§ **Exercise aim**:
Each line of the data below must be given again exactly as written.

-------- Material to process --------

PR #341, opened 2026-07-23
[kit-plugin-litesvm] Add `GetProgramAccountsApi` support to litesvm Rpc

elliotkennedy:
litesvm now exposes a `get_program_accounts` API (https://github.com/LiteSVM/litesvm/pull/370), which we can use to implement `GetProgramAccountsApi` on the LiteSVM-backed Rpc.                                                                       
                                                                                                                                                                                                                                                    
The implementation supports `dataSize`/`memcmp` filters, `dataSlice`, and `withContext`. Account data is returned as base64 only - consistent with the existing `getAccountInfo`/`getMultipleAccounts` methods, which reject other encodings.

### DIFF
--- a/packages/kit-plugin-litesvm/src/litesvm-to-rpc.ts
+++ b/packages/kit-plugin-litesvm/src/litesvm-to-rpc.ts
@@ -3,20 +3,29 @@ import {
     AccountInfoWithBase64EncodedData,
     Address,
     Base64EncodedBytes,
+    containsBytes,
     createJsonRpcApi,
     createRpc,
+    DataSlice,
+    EncodedAccount,
     GetAccountInfoApi,
     GetBalanceApi,
     getBase58Decoder,
+    getBase58Encoder,
     getBase64Decoder,
+    getBase64Encoder,
     GetEpochScheduleApi,
     GetLatestBlockhashApi,
     GetMinimumBalanceForRentExemptionApi,
     GetMultipleAccountsApi,
+    GetProgramAccountsApi,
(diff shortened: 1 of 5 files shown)


packages/kit-plugin-litesvm/src/litesvm-to-rpc.ts
```diff
@@ -166,3 +193,44 @@ function assertEncodingIsBase64(encoding: Encoding | undefined) {
...
+        const start = Number(offset);
+        if (start + needle.length > data.length) {
+            return false;
+        }
+        for (let i = 0; i < needle.length; i++) {
+            if (data[start + i] !== needle[i]) {
+                return false;
+            }
+        }
+        return true;
```
lorisleiva: I believe this could be simplified by using the [`containsByte`](https://www.solanakit.com/api/functions/containsBytes) function from `@solana/kit`.

lorisleiva (approved):
Love it! Thanks for adding this to LiteSVM and Kit Plugins. I've just got a small comment on reusing a Kit primitive to avoid repetition. 🙂

packages/kit-plugin-litesvm/src/litesvm-to-rpc.ts
elliotkennedy: Good shout - refactored

elliotkennedy:
Hey @lorisleiva - thanks for the review + this awesome lib - please take another look when you can

lorisleiva:
Thank you! 🍺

--------

§ **Answer below**:
PR #341, opened 2026-07-23
[kit-plugin-litesvm] Add `GetProgramAccountsApi` support to litesvm Rpc

elliotkennedy:
litesvm now exposes a `get_program_accounts` API (https://github.com/LiteSVM/litesvm/pull/370), which we can use to implement `GetProgramAccountsApi` on the LiteSVM-backed Rpc.                                                                       
                                                                                                                                                                                                                                                    
The implementation supports `dataSize`/`memcmp` filters, `dataSlice`, and `withContext`. Account data is returned as base64 only - consistent with the existing `getAccountInfo`/`getMultipleAccounts` methods, which reject other encodings.

### DIFF
--- a/packages/kit-plugin-litesvm/src/litesvm-to-rpc.ts
+++ b/packages/kit-plugin-litesvm/src/litesvm-to-rpc.ts
@@ -3,20 +3,29 @@ import {
     AccountInfoWithBase64EncodedData,
     Address,
     Base64EncodedBytes,
+    containsBytes,
     createJsonRpcApi,
     createRpc,
+    DataSlice,
+    EncodedAccount,
     GetAccountInfoApi,
     GetBalanceApi,
     getBase58Decoder,
+    getBase58Encoder,
     getBase64Decoder,
+    getBase64Encoder,
     GetEpochScheduleApi,
     GetLatestBlockhashApi,
     GetMinimumBalanceForRentExemptionApi,
     GetMultipleAccountsApi,
+    GetProgramAccountsApi,
(diff shortened: 1 of 5 files shown)


packages/kit-plugin-litesvm/src/litesvm-to-rpc.ts
```diff
@@ -166,3 +193,44 @@ function assertEncodingIsBase64(encoding: Encoding | undefined) {
...
+        const start = Number(offset);
+        if (start + needle.length > data.length) {
+            return false;
+        }
+        for (let i = 0; i < needle.length; i++) {
+            if (data[start + i] !== needle[i]) {
+                return false;
+            }
+        }
+        return true;
```
lorisleiva: I believe this could be simplified by using the [`containsByte`](https://www.solanakit.com/api/functions/containsBytes) function from `@solana/kit`.

lorisleiva (approved):
Love it! Thanks for adding this to LiteSVM and Kit Plugins. I've just got a small comment on reusing a Kit primitive to avoid repetition. 🙂

packages/kit-plugin-litesvm/src/litesvm-to-rpc.ts
elliotkennedy: Good shout - refactored

elliotkennedy:
Hey @lorisleiva - thanks for the review + this awesome lib - please take another look when you can

lorisleiva:
Thank you! 🍺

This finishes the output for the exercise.